Dataset entries –
==================================================
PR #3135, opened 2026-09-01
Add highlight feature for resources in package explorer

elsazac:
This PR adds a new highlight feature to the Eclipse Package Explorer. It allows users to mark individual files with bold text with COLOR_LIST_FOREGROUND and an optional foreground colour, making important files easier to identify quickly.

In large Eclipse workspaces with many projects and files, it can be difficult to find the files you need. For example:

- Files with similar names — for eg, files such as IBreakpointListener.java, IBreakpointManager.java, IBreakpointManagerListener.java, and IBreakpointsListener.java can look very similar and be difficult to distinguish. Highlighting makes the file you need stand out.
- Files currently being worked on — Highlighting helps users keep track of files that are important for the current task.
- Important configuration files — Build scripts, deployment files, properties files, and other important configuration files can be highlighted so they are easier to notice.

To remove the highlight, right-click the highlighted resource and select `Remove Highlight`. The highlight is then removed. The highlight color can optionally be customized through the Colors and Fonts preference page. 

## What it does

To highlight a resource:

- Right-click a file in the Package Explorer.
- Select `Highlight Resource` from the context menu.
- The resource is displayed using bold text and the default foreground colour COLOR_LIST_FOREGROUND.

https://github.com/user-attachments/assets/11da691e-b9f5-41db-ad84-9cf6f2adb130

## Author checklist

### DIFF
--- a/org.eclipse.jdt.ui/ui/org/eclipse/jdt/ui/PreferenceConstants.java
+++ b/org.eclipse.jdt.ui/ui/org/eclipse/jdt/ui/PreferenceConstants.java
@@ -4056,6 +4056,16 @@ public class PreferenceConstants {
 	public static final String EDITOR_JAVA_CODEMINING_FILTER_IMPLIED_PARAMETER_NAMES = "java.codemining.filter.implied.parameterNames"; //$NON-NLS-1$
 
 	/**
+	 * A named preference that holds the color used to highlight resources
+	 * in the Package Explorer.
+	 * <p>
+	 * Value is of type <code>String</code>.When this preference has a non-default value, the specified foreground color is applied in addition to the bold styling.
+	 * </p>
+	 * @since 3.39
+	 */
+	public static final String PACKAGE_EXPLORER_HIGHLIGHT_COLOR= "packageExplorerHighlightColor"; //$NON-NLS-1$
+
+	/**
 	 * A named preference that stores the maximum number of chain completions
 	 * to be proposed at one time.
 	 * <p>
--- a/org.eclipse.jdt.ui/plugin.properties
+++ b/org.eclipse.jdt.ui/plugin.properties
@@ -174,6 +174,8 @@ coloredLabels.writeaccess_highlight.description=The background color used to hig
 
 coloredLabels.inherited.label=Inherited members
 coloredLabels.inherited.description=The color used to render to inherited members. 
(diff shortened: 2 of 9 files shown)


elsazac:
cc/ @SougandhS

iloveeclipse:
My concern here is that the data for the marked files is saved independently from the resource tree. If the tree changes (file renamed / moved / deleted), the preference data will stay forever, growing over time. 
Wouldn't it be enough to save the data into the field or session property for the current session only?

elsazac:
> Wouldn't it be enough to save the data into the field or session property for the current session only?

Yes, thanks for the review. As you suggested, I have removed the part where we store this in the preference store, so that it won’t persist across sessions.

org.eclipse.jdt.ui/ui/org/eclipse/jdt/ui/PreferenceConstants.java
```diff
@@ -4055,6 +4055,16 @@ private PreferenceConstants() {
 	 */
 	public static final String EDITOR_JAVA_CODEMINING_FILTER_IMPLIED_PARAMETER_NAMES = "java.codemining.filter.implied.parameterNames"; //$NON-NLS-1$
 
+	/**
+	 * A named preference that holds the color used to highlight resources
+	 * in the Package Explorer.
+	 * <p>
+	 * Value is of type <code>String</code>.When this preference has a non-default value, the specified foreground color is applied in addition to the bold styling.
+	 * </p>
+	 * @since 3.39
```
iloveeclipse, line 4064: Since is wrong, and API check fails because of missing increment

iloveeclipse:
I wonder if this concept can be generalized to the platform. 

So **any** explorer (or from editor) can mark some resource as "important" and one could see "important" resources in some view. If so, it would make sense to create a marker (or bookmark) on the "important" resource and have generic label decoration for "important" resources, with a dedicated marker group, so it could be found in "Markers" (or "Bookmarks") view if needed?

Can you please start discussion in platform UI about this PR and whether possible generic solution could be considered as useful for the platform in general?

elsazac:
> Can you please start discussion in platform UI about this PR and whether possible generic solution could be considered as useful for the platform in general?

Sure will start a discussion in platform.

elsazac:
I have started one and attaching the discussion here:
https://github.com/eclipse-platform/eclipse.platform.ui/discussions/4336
==================================================
PROBLEM REQUIREMENTS – Wherever the word "description" appears in the records above, copy that line.

ANSWER BOX –
@@ -174,6 +174,8 @@ coloredLabels.writeaccess_highlight.description=The background color used to hig
 coloredLabels.inherited.description=The color used to render to inherited members. 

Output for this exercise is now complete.